Supplied material Start Marker

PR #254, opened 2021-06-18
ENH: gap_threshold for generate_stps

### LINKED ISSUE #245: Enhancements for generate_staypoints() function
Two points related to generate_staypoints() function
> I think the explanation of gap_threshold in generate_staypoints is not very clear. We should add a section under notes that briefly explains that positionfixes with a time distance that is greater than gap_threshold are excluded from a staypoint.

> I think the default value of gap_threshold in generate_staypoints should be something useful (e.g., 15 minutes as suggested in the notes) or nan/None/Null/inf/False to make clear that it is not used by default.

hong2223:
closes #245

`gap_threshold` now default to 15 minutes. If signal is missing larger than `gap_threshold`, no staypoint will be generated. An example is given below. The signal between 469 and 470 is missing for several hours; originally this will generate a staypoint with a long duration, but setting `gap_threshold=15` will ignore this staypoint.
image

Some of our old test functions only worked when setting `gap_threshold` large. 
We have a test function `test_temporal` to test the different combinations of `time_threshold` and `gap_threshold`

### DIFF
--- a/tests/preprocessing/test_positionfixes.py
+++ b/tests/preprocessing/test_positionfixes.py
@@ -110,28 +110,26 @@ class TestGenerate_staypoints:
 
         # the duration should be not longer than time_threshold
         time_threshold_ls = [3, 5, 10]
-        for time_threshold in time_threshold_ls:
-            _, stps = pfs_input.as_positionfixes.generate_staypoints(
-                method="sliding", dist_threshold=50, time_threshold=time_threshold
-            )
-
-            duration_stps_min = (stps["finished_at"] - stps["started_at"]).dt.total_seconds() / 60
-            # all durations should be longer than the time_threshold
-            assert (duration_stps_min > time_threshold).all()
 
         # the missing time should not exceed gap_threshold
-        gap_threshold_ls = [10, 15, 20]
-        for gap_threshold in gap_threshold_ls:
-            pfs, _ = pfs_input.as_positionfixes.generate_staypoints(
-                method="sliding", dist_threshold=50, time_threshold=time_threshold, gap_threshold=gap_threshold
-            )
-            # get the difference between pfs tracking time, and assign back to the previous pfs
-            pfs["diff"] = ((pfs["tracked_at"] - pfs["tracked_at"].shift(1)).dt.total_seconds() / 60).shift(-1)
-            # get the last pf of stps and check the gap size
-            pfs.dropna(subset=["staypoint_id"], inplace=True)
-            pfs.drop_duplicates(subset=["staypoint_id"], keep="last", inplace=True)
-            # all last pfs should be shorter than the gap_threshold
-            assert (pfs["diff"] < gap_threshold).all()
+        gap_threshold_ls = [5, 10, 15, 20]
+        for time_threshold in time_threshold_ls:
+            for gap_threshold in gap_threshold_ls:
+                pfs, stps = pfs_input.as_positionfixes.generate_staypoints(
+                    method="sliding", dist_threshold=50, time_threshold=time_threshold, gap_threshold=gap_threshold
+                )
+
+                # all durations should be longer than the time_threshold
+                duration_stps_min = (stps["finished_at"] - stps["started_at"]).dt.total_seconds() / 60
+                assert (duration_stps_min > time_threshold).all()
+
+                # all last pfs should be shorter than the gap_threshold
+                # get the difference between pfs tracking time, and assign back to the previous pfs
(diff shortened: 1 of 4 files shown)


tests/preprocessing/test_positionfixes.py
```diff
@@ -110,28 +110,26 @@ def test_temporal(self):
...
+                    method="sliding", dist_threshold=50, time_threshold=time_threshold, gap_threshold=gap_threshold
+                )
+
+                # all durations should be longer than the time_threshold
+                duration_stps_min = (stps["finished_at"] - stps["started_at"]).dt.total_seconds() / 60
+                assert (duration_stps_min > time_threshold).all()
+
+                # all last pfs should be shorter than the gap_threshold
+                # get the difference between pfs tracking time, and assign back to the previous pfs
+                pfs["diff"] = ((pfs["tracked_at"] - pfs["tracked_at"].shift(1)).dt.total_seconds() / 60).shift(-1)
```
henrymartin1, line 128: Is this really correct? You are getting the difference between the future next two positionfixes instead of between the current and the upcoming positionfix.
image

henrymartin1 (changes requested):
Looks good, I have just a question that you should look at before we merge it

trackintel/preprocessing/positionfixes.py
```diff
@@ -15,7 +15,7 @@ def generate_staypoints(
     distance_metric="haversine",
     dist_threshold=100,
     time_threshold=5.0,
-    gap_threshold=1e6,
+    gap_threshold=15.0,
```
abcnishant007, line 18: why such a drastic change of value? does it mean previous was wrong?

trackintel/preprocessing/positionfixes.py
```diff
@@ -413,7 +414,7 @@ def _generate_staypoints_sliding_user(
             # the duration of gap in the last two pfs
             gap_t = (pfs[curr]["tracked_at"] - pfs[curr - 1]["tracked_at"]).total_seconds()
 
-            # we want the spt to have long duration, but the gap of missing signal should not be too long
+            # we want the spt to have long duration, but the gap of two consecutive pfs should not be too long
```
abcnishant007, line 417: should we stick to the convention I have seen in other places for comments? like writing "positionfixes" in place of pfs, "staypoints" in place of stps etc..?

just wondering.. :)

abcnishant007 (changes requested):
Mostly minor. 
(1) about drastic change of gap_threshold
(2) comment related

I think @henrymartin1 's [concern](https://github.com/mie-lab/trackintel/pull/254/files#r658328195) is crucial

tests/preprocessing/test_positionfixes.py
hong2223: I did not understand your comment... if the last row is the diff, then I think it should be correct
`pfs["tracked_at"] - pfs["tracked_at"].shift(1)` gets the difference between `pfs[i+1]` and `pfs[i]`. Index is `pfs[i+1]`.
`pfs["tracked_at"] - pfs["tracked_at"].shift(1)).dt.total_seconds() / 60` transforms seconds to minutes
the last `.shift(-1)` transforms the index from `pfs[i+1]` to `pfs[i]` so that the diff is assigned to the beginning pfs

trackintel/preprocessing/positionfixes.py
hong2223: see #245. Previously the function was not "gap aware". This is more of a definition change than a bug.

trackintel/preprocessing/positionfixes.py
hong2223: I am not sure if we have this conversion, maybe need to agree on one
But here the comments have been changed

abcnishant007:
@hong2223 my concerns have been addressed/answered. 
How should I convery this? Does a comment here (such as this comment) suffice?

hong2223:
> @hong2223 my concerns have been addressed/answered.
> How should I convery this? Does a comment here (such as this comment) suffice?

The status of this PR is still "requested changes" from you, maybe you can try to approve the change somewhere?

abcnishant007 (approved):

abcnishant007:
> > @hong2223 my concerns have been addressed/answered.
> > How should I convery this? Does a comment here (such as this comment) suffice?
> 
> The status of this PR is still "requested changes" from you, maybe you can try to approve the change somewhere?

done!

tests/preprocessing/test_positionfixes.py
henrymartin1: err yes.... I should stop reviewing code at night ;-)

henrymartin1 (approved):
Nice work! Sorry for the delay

Supplied material End Marker
Supplied material Start Marker

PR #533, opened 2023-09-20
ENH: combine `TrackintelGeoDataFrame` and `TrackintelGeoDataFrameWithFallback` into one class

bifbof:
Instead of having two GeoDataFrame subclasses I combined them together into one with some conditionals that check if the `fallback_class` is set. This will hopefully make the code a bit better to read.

Supplied material End Marker
Supplied material Start Marker

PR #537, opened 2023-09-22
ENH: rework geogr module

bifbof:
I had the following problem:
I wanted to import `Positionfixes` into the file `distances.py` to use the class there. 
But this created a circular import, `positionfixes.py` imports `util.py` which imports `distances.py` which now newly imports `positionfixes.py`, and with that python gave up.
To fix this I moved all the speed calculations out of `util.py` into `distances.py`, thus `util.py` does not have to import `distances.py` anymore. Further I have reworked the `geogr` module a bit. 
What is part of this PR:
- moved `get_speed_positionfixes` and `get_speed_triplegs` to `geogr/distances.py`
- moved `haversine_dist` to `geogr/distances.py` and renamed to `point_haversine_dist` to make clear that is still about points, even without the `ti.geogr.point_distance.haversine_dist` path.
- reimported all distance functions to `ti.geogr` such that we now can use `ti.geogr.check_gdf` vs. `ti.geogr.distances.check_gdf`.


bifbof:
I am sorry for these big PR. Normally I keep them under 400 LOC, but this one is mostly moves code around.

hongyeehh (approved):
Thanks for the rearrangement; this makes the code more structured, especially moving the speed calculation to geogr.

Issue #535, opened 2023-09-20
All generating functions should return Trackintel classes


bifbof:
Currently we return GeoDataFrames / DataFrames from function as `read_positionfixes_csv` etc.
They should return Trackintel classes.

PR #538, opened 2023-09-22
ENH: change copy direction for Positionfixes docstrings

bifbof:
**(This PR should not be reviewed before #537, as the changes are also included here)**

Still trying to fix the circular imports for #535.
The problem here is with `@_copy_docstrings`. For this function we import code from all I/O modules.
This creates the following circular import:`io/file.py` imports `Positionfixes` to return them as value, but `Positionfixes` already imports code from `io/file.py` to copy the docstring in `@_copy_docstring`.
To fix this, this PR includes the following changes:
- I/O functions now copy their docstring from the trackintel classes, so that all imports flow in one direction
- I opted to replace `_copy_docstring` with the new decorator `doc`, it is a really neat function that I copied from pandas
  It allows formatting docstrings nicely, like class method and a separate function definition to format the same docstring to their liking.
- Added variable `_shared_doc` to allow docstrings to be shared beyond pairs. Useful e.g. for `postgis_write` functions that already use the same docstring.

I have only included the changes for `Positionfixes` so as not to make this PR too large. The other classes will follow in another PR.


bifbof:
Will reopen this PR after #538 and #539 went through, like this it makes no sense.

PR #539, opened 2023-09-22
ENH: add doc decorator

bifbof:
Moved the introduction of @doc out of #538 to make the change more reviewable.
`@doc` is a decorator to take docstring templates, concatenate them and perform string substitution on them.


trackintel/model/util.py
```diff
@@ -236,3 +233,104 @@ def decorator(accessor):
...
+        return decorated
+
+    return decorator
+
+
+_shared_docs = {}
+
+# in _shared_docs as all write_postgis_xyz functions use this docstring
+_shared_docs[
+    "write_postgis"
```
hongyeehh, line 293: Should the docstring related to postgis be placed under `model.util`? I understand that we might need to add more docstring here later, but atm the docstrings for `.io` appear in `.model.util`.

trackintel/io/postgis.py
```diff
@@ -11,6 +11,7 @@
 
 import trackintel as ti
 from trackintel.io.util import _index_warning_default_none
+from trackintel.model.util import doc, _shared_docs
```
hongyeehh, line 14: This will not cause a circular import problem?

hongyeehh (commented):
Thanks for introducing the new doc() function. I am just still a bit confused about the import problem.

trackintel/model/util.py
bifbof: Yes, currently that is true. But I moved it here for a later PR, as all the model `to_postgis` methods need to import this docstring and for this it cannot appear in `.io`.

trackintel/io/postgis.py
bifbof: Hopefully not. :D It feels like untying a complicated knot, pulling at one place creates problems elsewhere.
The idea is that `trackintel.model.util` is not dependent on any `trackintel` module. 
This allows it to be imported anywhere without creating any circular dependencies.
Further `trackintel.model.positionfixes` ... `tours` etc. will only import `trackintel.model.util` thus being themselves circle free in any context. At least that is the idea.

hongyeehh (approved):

Supplied material End Marker

** About this exercise **
Beginning with the line containing "PR #254, opened 2021-06-18" in the material above, copy every line exactly until you have copied the line containing "closes #245".

** Response area **
PR #254, opened 2021-06-18
ENH: gap_threshold for generate_stps

### LINKED ISSUE #245: Enhancements for generate_staypoints() function
Two points related to generate_staypoints() function
> I think the explanation of gap_threshold in generate_staypoints is not very clear. We should add a section under notes that briefly explains that positionfixes with a time distance that is greater than gap_threshold are excluded from a staypoint.

> I think the default value of gap_threshold in generate_staypoints should be something useful (e.g., 15 minutes as suggested in the notes) or nan/None/Null/inf/False to make clear that it is not used by default.

hong2223:
closes #245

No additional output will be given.